Con eso, tendréis una ventana con una terminal, lo que tenéis que hacer despues es (desde KDE en mi caso) ocultar el borde de la pantalla y establecer en las preferencias de la ventana que esté siempre por debajo de las otras. Así ya tendréis una maravillosa consola de fondo de escritorio para ese tipo de warradas (tail -f /var/log/messages)
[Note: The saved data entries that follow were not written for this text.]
PR #2396, opened 2025-12-16
Use non-diagnostic reporting symbol lookups for API uses of getResolvedSymbol 

### LINKED ISSUE #2380: Explosion in emit time on VS Code
With https://github.com/microsoft/typescript-go/pull/2378, we can compile VS Code again without `--noEmit`, but we now have a dramatic jump in build time. It's hard for me to post all the details, but here's `--extendedDiagnostics` with `--noCheck`:

```
Files:              5386
Lines:           1741915
Identifiers:     2870355
Symbols:         4285627
Types:            962343
Instantiations:  1598817
Memory used:    2784695K
Memory allocs:  30215701
Config time:      0.158s
Parse time:       0.760s
Bind time:        0.182s
Check time:       0.003s
Emit time:       74.479s <- ⚠️
Total time:      75.624s
```

and here's the pprof graph view:

Image

weswigham:
…to avoid endlessly repeating diagnostic work we never need in checkers we're only using for emit.

Fixes #2380.

Brings `vscode` `noCheck` `incremental: false` emit time down to 3.8s on my machine, from 41s.

### DIFF
--- a/internal/checker/checker.go
+++ b/internal/checker/checker.go
@@ -13450,6 +13450,22 @@ func (c *Checker) getResolvedSymbolOrNil(node *ast.Node) *ast.Symbol {
 	return c.symbolNodeLinks.Get(node).resolvedSymbol
 }
 
+func (c *Checker) getResolvedSymbolNoDiagnostics(node *ast.Node) *ast.Symbol {
+	links := c.symbolNodeLinks.Get(node)
+	if links.resolvedSymbol != nil {
+		return links.resolvedSymbol
+	}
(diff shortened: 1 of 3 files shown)


weswigham:
I still feel like 3.8s is too long for native-code based emit (even with how much code vscode is), so there's probably still optimizations to be made (there's probably more than a few things that ported with subtly poor perf); but I'm probably gonna focus on the remaining emit features before I get back to checking in on it so long as it's acceptable with just this obvious fix for now.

Y en cuanto a lo de tener que hacer login por ssh de cada vez y meterle la contraseña, eso también es fácil, la idea es generar un par de llaves rsa, aquí teneis la información de cómo se hace: http://120linux.com/seguridad-en-openssh-adios-a-las-contrasenas/

Que lo paseis bien trasteando   :Wink: 

----------

## i92guboj

 *Magnum44 wrote:*   

> 
> 
> Y en cuanto a lo de tener que hacer login por ssh de cada vez y meterle la contraseña, eso también es fácil, la idea es generar un par de llaves rsa, aquí teneis la información de cómo se hace: http://120linux.com/seguridad-en-openssh-adios-a-las-contrasenas/
> 
> Que lo paseis bien trasteando  

 

La cosa no cambia mucho, pero aquí tienes la versión Gentoo de dichos documentos:

http://www.gentoo.org/doc/en/articles/openssh-key-management-p1.xml

----------

## Inodoro_Pereyra

Gracias a ambos! Ahora quiero las dos cosas   :Very Happy:  Syslog remoto en la pc local y llaves rsa! jeje

Me acaban de arruinar la noche otra vez, ya tengo con que ponerme a jugar, mi esposa no va a estar muy contenta.

 *Quote:*   

> (el buscador de estes foros apesta un poco)

 

http://www.google.com/search?hl=en&q=busqueda+dificil+site%3Aforums.gentoo.org&btnG=Search

Con eso se subsana el buscador.

Salud!

----------

## inconexo

 *Inodoro_Pereyra wrote:*   

> - O configuro ssh para que no pida password
> 
> 

 

Sugiero este tutorial para conocer la autentificacion mediante SSH sin password, aunque sea en el contexto de RSYNC: http://troy.jdmz.net/rsync/index.html

Un saludo!

----------

## Inodoro_Pereyra

 *inconexo wrote:*   

>  *Inodoro_Pereyra wrote:*   - O configuro ssh para que no pida password
> 
>  
> 
> Sugiero este tutorial para conocer la autentificacion mediante SSH sin password, aunque sea en el contexto de RSYNC: http://troy.jdmz.net/rsync/index.html
> ...

 

Gracias Inconexo.

Salud!

----------